PR #1888, opened 2020-05-22
Fix doubling host

e5l:
Fix doubling `Host` header


e5l:
Hi @proton72, could you take a look?

proton72:
Looks good =) Many thanks for quick fix!

PR #3875, opened 2024-01-04
Increase timeout for testEmbeddedServerCancellation and update failure

bjhham:
**Subsystem**
Test suite

**Motivation**
Fix for a test that fails sometimes due to a timeout on waiting for server to shut down.

**Solution**
Simply increase the timeout - since the server startup time can take quite long on the TC server due to competing threads, this ought to resolve the periodic timeouts.


e5l (approved):

e5l:
Thanks for the PR! LGTM

PR #3882, opened 2024-01-08
KTOR-6562 Add plugin manifest for CSRF plugin

bjhham:
**Subsystem**
Server, CSRF plugin

**Motivation**
Plugin is not available in project generator.

**Solution**
This is an example of how to include your plugin meta data for the registry builder project.


e5l:
Hey @bjhham, thanks for the PR!

Could you tell me if we can store plugin manifests in the plugin registry repo? It may be a problem to make PRs for all plugin repos with a breaking change or Ktor update.

e5l:
Could you tell me if it's still required if we move this manifest to the plugin registry?

bjhham:
Nope, we can resolve everything from the registry repo.  I'll close this.

PR #3884, opened 2024-01-09
Add retry extension for junit tests to fix flaky tests

bjhham:
Added junit extension to retry tests a single time when they hit an exception, hopefully this will improve the random failures 🤞


e5l (approved):
Hey @bjhham, good job! lgtm

PR #3895, opened 2024-01-12
Retrying my retry logic to handle flaky connections in tests

bjhham:
**Subsystem**
Testing

**Motivation**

────────

▶ _Exercise objective_:
Retype, without changes, the lines from the line holding "PR #3895, opened 2024-01-12" to the end of the data, both ends included.

▶ _Your response_:
PR #3895, opened 2024-01-12
Retrying my retry logic to handle flaky connections in tests

bjhham:
**Subsystem**
Testing

**Motivation**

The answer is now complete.